Apr 11, 2019

Upload files to AWS S3 using pre-signed POST data and a Lambda function

When it comes to file uploads performed by client apps, “traditionally,” in a “serverful” world, we might use the following approach:

on the client side, the user submits a form and the upload begins
once the upload has been completed, we do all of the necessary work on the server, such as check the file type and size, sanitize the needed data, maybe do image optimizations, and then, finally, move the file to a preferred location, be it another storage server or maybe S3.

Although this is pretty straight forward, there are a few downsides:

Uploading files to a server can negatively impact its system resources (RAM and CPU), especially when dealing with larger files or image processing.
If you are storing files on a separate storage server, you also don’t have unlimited disk space, which means that, as the file base grows, you’ll need to do upgrades.
Oh, yeah, and did I mention backups?
Security — there are never enough preventive steps that you can implement in this department.
We constantly need to monitor these servers in order to avoid downtime and provide the best possible user experience.

Woah! 😰

But, luckily, there’s an easier and better way to perform file uploads! By using pre-signed POST data, rather than our own servers, S3 enables us to perform uploads directly to it, in a controlled, performant, and very safe manner. 🚀

You might be asking yourself: “What is pre-signed POST data and how does it all work together.” Well, sit back and relax, because, in this short post, we’ll cover everything you need to know to get you started.
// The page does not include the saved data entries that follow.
PR #2034, opened 2022-01-29
extended per-size filter to the outfit window

nenau-again:
This addresses https://github.com/naev/naev/discussions/2025
I'm not fully satisfied with my implementation as it introduces code duplication. however, this seems to be the standard way to do things between equipment and outfit screen : there was already a lot of duplicated code...

One question I'd like to raise is that `equipment_outfitMode` is saved in the player's data. I don't think it's right as there is a risk a player sets it to "medium" for example, forgets about that button, and then never finds the other outfits back. This is why my new variable `outfit_Mode` for the outfit window is not saved.
On the other hand, I can understand it's handy if the setting is saved.

Last thing, the different modes use actual integers. Using an `enum` would feel more right, but as I don't master that part, I don't know if it's easy to do (there would be an operation to add in `equipment_outfitPopdownSelect` I guess.

### DIFF
--- a/src/equipment.c
+++ b/src/equipment.c
@@ -1464,12 +1464,26 @@ static void equipment_genShipList( unsigned int wid )
 }
 
 static int equipment_filter( const Outfit *o ) {
-   Pilot *p = eq_wgt.selected;
+   Pilot *p;
+   const PlayerShip_t *ps;
+
    switch (equipment_outfitMode) {
       case 0:
          return 1;
 
-      case 1:
+      case 1: /* Fits any ship of the player. */
+         ps = player_getShipStack();
+         for (int j=0; j < array_size(ps); j++) {
+            p = ps[j].p;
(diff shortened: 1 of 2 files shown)


UncombedCoconut:
The amount of code duplication looks OK to me. I agree with your view about `equipment_outfitMode` (though I'm not familiar with the reason it's saved). Changing an int to an enum in C is easy and we can do it after resolving this PR.

I'd merge right away, but I'll let bobbens look first (so as not to defeat the purpose of raising a PR).

bobbens:
I like having the mode saved, but it could just be me and my testing save with all the outfits. As I change ships a lot and equip all the time, having to click the option every time you start a new game is a bit annoying. I would like to make it default but since it has the potential for confusion I haven't (ship AI could go all clippy on the player potentially though).

That said, this PR looks great and will be very useful, and since @UncombedCoconut also has no qualms with it, into main :)

PR #2052, opened 2022-02-03
Made Teracom Headhunter Launcher available outside of Bon Sebb

LJDude:
That launcher accidentally got removed along with the Unicorp launchers. The outfit was added back in, but tech.xml wasn't updated to match.

Please don't mind the extra, obsolete commits.


UncombedCoconut:
looks good, thanks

For demonstration purposes, we’ll also create a simple app for which we’ll use a little bit of React on the frontend and a simple Lambda function (in conjunction with API gateway) on the backend.

Let’s go!

How does it work?

On a high level, it is basically a two-step process:

The client app makes an HTTP request to an API endpoint of your choice (1), which responds (2) with an upload URL and pre-signed POST data (more information about this soon). Note that this request does not contain the actual file that needs to be uploaded, but it can contain additional data if needed. For example, you might want to include the file name if for some reason you need it on the backend side. You are free to send anything you need, but this is certainly not a requirement. For the API endpoint, as mentioned, we’re going to utilize a simple Lambda function.
Once it receives the response, the client app makes a multipart/form-data POST request (3), this time directly to S3. This one contains received pre-signed POST data, along with the file that is to be uploaded. Finally, S3 responds with the 204 OK response code if the upload was successful or with an appropriate error response code if something went wrong.

Alright, now that we’ve gotten that out of the way, you might still be thinking what pre-signed POST data is and what information it contains.

It is basically a set of fields and values, which, first of all, contains information about the actual file that’s to be uploaded, such as the S3 key and destination bucket. Although not required, it’s also possible to set additional fields that further describe the file, for example, its content type or allowed file size.

It also contains information about the file upload request itself, for example, security token, policy, and a signature (hence the name “pre-signed”). With these values, the S3 determines if the received file upload request is valid and, even more importantly, allowed. Otherwise, anybody could just upload any file to it as they liked. These values are generated for you by the AWS SDK.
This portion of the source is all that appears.